The need to access web sites on the Internet, by individuals and organisations, has become an essential part of daily life. This increasing use exposes users to exploitation through propagation of malware, botnet communications and more, ultimately increasing the risk of the exfiltration of stolen information such as identifies or confidential data e.g. banking data. A recent development is malware that ransoms personal data, by moving it to cloud storage or encrypting it, and only returning access to it, once a fee has been paid. 

The typical defences against these threats often consist of security software installed on computers, servers and appliances hosted at the network edge, that use anti-malware scanners, filters, website reputation engines and more to reduce the risks to users. 

Files and network communications are scanned by looking for matches against the fingerprints of previously identified malware; when a match is found, communications can be blocked, files quarantined, and alerts raised based on the finding. To be effective fingerprint databases need to be constantly updated as new malware is identified, making it difficult for vendors to keep up with threats. In essence a game of cat and mouse exists between malware authors and the vendors of the security software, and consequently it is not necessarily the most effective approach to protection against this type of threat as it is often circumvented. 

Alternative strategies for the detection of malware need to be considered, because fingerprint databases cannot grow indefinitely and, in the current model, malware goes undetected until the databases have been updated.

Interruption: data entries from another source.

PR #8455, opened 2019-12-03
DEV: Provide API for anonymous cache segments

eviltrout:
This can be used from a plugin that needs to establish something new in
the anonymous cache. For example `is_ie` for an internet explorer
plugin.

### DIFF
--- a/lib/middleware/anonymous_cache.rb
+++ b/lib/middleware/anonymous_cache.rb
@@ -7,10 +7,40 @@ require_dependency "guardian"
 module Middleware
   class AnonymousCache
 
+    def self.cache_key_segments
+      @@cache_key_segments ||= {
+        m: 'key_is_mobile?',
+        c: 'key_is_crawler?',
+        b: 'key_has_brotli?',
+        t: 'key_cache_theme_ids',
+        ca: 'key_compress_anon'
+      }
+    end
+
+    # Compile a string builder method that will be called to create
+    # an anonymous cache key
+    def self.compile_key_builder
+      method = +"def self.__compiled_key_builder(h)\n  \""
+      cache_key_segments.each do |k, v|
+        raise "Invalid key name" unless k =~ /^[a-z]+$/
+        raise "Invalid method name" unless v =~ /^key_[a-z_\?]+$/
+        method << "|#{k}=#\{h.#{v}}"
+      end
+      method << "\"\nend"
+      eval(method)
+      @@compiled = true
+    end
+
+    def self.build_cache_key(helper)
+      compile_key_builder unless defined?(@@compiled)
+      __compiled_key_builder(helper)
+    end
+
     def self.anon_cache(env, duration)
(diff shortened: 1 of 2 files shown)


lib/middleware/anonymous_cache.rb
```diff
@@ -11,6 +11,17 @@ def self.anon_cache(env, duration)
...
     end
 
+    # This gives us an API to insert anonymous cache segments
+    def self.cache_key_segments
+      @@cache_key_segments ||= {
+        m: ->(h) { h.is_mobile? },
+        c: ->(h) { h.is_crawler? },
+        b: ->(h) { h.has_brotli? },
+        t: ->(h) { h.theme_ids.join(',') },
+        ca: ->(_) { GlobalSetting.compress_anon_cache.to_s }
```
eviltrout: Note: previously the `compress_anon_cache` was not separated by a variable and simply appended `true` or `false` to the key, which I assume was a mistake and not deliberate.

SamSaffron: GlobalSetting.compress_anon_cache.to_s is never going to change at runtime, maybe just hardcode it?

One note here is that the new flexible implementation is almost 3x slower than the original per: https://gist.github.com/00a759f5d8bc45726773afb1dbde379a 

I am normally not such a stickler, but this is a code path that every single request goes through so I am a bit sensitive.

Maybe we keep the old method for the base and then allow people to add stuff to "additional_cache_key_segments" if they wish to. As an advantage here they will not be able to break base caching support in a plugin cause they will only be allowed to add stuff on.

davidtaylorhq:
How is this used by plugins? Will they override the `cache_key_segments` function, and append something?

I wonder if it would be better to use the same pattern as other plugin APIs, and provide an easy method in `instance.rb`, which automatically respects whether the plugin is enabled.

eviltrout:
@SamSaffron while I think it's questionable if we'll ever notice the performance difference, I'm never one to back away from a challenge and have added a small method compiler. In my tests it has equivalent or better performance to your string one:

https://gist.github.com/eviltrout/b41224d28a406579fa28ad0ef6b180e0


@davidtaylorhq the latest version has a plugin_api method too, good suggestion!

lib/plugin/instance.rb
```diff
@@ -82,6 +82,12 @@ def initialize(metadata = nil, path = nil)
     @idx = 0
   end
 
+  def register_anonymous_cache_key(key, &block)
+    key_method = "key_#{key}"
+    add_to_class(Middleware::AnonymousCache, key_method, &block)
+    Middleware::AnonymousCache.cache_key_segments[key] = key_method
```
SamSaffron: overall the change looks good to me but I would re-run `compile_key_builder` here to ensure that if for any reason it was ran earlier it will be re-cached.

eviltrout: Sure, good idea!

Instead of blacklisting, whitelists of benign applications could be created, but there are too many to practically fingerprint, and there is nothing to stop a malware author forging a fingerprint to avoid detection, once they understand how the fingerprint is generated. 

This research aims to provide an approach to address these problems. The suggested approach focuses on statistical methodologies for detection, minimising the reliance on static fingerprints and the intrinsic problems with this method i.e. database updating and inaccuracy. Instead, the approach implements a strategy of profiling the nature of HTTP communications using techniques from information theory. 

Filters can then be created that limit application conversations and data exchanged, between end devices and the Internet, to only what is wanted. This could allow malware to be filtered out because its nature is likely to be specific and different to that of benign applications. 

Thus, my hypothesis is that: 

Statistical techniques, from information theory, can be used to profile the nature of HTTP communications, allowing application filters to be constructed.